_The input_
"""

PR #10298, opened 2024-04-11
Desktop: Resolves #10151: make editor always have dynamic size

### LINKED ISSUE #10151: Give the panel that contains the editor a dynamic width
With the current app layout, the panel on the right is always the one with a dynamic width. This is fine with the current default layout, but a problem when the user moves the panels and the last one is no longer the editor.

In that case it leads to unexpected behaviour, such as the Outline plugin panel expanding horizontally even though it would be expected to have a fixed width.

To fix this, we should only give the vertical panel that contains the editor a dynamic width. All other panels should have a fixed width.

G0maa:
This resolves #10151.

By default all `layoutItem`s have a `resizeableRight` set as true if not last child.

This solution adds a `resizeableLeft` option in `LayoutItem` type.
And sets if as `true` if the `editor` is before that element.

This change should be apparent only if there are elements after `editor`.

### DIFF
--- a/packages/app-desktop/gui/ResizableLayout/ResizableLayout.tsx
+++ b/packages/app-desktop/gui/ResizableLayout/ResizableLayout.tsx
@@ -44,12 +44,12 @@ function renderContainer(item: LayoutItem, parent: LayoutItem | null, sizes: Lay
 	const size: Size = itemSize(item, parent, sizes, true);
 
 	const className = `resizableLayoutItem rli-${item.key}`;
-	if (item.resizableRight || item.resizableBottom) {
+	if (item.resizableRight || item.resizableBottom || item.resizableLeft) {
 		const enable = {
 			top: false,
 			right: !!item.resizableRight && !isLastChild,
 			bottom: !!item.resizableBottom && !isLastChild,
-			left: false,
+			left: !!item.resizableLeft,
 			topRight: false,
 			bottomRight: false,
 			bottomLeft: false,
--- a/packages/app-desktop/gui/ResizableLayout/utils/types.ts
+++ b/packages/app-desktop/gui/ResizableLayout/utils/types.ts
@@ -18,6 +18,7 @@ export interface LayoutItem {
 	children?: LayoutItem[];
 	direction?: LayoutItemDirection;
 	resizableRight?: boolean;
+	resizableLeft?: boolean;
 	resizableBottom?: boolean;
 	visible?: boolean;
 	// eslint-disable-next-line @typescript-eslint/no-explicit-any -- Old code before rule was applied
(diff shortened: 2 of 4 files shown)


G0maa:

G0maa:
recheck

laurent22:
Could you provide a video showing how it work please? Basically when the editor is **not** in the last column, and you resize the whole window, only the editor should be resized. All other columns should keep their own size. I'm not sure if that's what the code does, but maybe it is.

Also we'll need some tests for it but first please provide a video.

G0maa:
Hello Laurent,

I've just made it so you're resizing the `noteList` element not `editor` element. (or any element that comes after the `editor` directly)

P.S. you can see at `0:24` the `Outline` element is dynamic too, this happens **only** when the layout is reset. When you resize `Outline` element, it works as expected.

Video as requested:

https://github.com/laurent22/joplin/assets/12874707/0b9efbc4-cff3-41da-be99-4eb1364c3b32

laurent22:
Thank you, that indeed looks good. Would you mind adding tests for it? Perhaps in `useLayoutItemSizes.test.ts`, and one for `validateLayout.ts` too since this is what you're modifying.

> P.S. you can see at 0:24 the Outline element is dynamic too, this happens only when the layout is reset. When you resize Outline element, it works as expected.

Is there any way to fix this? It seems it starts working once you resize one of the panel, so maybe it means the "width" property needs to be set right away? Or maybe some rule that auto-size panels when the width is undefined needs to be removed?

laurent22:
Any update?

G0maa:
Hello, Sorry for being late.

I haven't started working on writing the tests yet. I'll do them in the weekend probably.

G0maa:
I've added two simple tests, I'm unsure if they're enough or not. It's implied that if an element has neither `resizeableRight` nor `resizeableLeft` then it can't have width (like `editor`). 

> Is there any way to fix this? It seems it starts working once you resize one of the panel, so maybe it means the "width" property needs to be set right away? Or maybe some rule that auto-size panels when the width is undefined needs to be removed?

I can look into this, but I'm not sure if it's a good idea, as every new added element will have e.g. minimum width.

G0maa:
I noticed other bugs... it's kind of amusing. This solution probably needs more work since the only way for it to work is if you pretty much resize all panes after resetting layout (not practical).

Awaiting your tips.

https://github.com/laurent22/joplin/assets/12874707/f8eafb95-9cda-4452-af16-7d2980f343ec

Edit: this one was already existent before my change.

G0maa:
Hello?

laurent22:
Hi @G0maa, this last issue you found indeed would need to be fixed. Please let me know if you still want to work on this

G0maa:
@laurent22 I'm still here.

laurent22:
@G0maa, I will close the pull request for now as we try to keep only active pull requests open. If you'd like to keep working on it though please let me know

"""

_What the task requires_
Scan the material for lines with the word "joplin", and copy each line you find.

_Task answer_
https://github.com/laurent22/joplin/assets/12874707/0b9efbc4-cff3-41da-be99-4eb1364c3b32
https://github.com/laurent22/joplin/assets/12874707/f8eafb95-9cda-4452-af16-7d2980f343ec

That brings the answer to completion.